Exercise prompt ->
All lines holding the word "mocha" are to be copied from the records beneath.

Data extract ->
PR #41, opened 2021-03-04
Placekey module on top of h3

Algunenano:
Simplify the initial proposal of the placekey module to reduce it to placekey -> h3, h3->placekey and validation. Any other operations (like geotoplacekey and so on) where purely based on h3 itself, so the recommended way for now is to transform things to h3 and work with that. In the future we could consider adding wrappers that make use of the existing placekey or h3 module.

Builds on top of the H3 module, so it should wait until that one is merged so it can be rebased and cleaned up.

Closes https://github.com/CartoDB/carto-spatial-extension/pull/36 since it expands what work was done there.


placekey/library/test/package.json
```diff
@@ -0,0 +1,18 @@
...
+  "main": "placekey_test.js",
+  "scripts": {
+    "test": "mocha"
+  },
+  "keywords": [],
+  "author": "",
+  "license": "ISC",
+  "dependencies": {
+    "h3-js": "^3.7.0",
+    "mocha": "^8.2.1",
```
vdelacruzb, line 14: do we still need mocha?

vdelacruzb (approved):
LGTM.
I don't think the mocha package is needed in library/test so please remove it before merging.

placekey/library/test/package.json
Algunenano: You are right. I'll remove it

==

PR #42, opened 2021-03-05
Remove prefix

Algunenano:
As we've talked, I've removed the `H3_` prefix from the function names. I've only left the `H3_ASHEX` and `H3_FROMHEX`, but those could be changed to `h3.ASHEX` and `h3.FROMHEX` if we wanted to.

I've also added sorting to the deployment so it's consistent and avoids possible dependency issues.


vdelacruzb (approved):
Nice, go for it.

Expected output ->
+    "test": "mocha"
+    "mocha": "^8.2.1",
vdelacruzb, line 14: do we still need mocha?
I don't think the mocha package is needed in library/test so please remove it before merging.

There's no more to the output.